What you will do:
Reproduce the entries shown below only from the line with "Prevent multiple seizure" down to the line with "QGarchery: Sadly packing", keeping both end lines and copying each one exactly.

Collected data entries:
────────────────────────────────────────
PR #107, opened 2025-09-25
Prevent multiple seizure of the same collateral

QGarchery:
Rationale:
- there is no point in allowing multiple seizure of the same collateral, it can only make things more complicated to understand or allow some weird rounding manipulation
- there is no loss in UX with this version, because it does not require the list to be sorted

### DIFF
--- a/src/Terms.sol
+++ b/src/Terms.sol
@@ -11,6 +11,7 @@ import "./interfaces/ICallbacks.sol";
 
 contract Terms is ITerms {
     using MathLib for uint256;
+    using UtilsLib for uint256;
 
     /// CONSTANTS ///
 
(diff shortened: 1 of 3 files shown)


src/interfaces/ITerms.sol
```diff
@@ -38,6 +38,11 @@ struct Signature {
     bytes32 s;
 }
 
+struct Price {
+    uint248 price;
+    bool seen;
```
QGarchery: Sadly packing is needed because memory is not optimized for structs that have sizes that are not multiple of 32 bytes. See [here](https://github.com/morpho-org/morpho-sandbox/pull/43) for a proof

adhusson: Not clear to me, the memory layout pads everything to 32 bytes anyway so the packing will not happen in memory. [Example](https://docs.soliditylang.org/en/latest/internals/layout_in_memory.html#example-for-difference-in-struct-layout). (But I didn't understand your linked repo)

src/Terms.sol
```diff
@@ -158,14 +159,14 @@ contract Terms is ITerms {
         uint256 repayableDebt;
         uint256 maxDebt;
         bytes32 id = _id(term);
-        uint256[] memory prices = new uint256[](term.collaterals.length);
+        Price[] memory prices = new Price[](term.collaterals.length);
```
adhusson, line 161: Isn't it easier to force seizure collaterals to be sorted? As done [here](https://github.com/morpho-org/morpho-v2/blob/0a211688700efc441dbcb3b5e1a7ebce05ef94f9/src/Terms.sol#L154-L155) for instance (note the loop from the end so that collaterals can be sorted by increasing index, which is more natural than decreasing).

src/interfaces/ITerms.sol
QGarchery: I just realized that, my bad. Updated the corresponding PR to show that (previous proof was not wrong but it was not showing what you say)

src/Terms.sol
QGarchery: I mostly agree, it's simpler in the code, and lighter on the memory. But for the liquidator it's a bit more work (should be ok)

QGarchery:
See comments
────────────────────────────────────────
Solution:
Prevent multiple seizure of the same collateral

QGarchery:
Rationale:
- there is no point in allowing multiple seizure of the same collateral, it can only make things more complicated to understand or allow some weird rounding manipulation
- there is no loss in UX with this version, because it does not require the list to be sorted

### DIFF
--- a/src/Terms.sol
+++ b/src/Terms.sol
@@ -11,6 +11,7 @@ import "./interfaces/ICallbacks.sol";
 
 contract Terms is ITerms {
     using MathLib for uint256;
+    using UtilsLib for uint256;
 
     /// CONSTANTS ///
 
(diff shortened: 1 of 3 files shown)


src/interfaces/ITerms.sol
```diff
@@ -38,6 +38,11 @@ struct Signature {
     bytes32 s;
 }
 
+struct Price {
+    uint248 price;
+    bool seen;
```
QGarchery: Sadly packing is needed because memory is not optimized for structs that have sizes that are not multiple of 32 bytes. See [here](https://github.com/morpho-org/morpho-sandbox/pull/43) for a proof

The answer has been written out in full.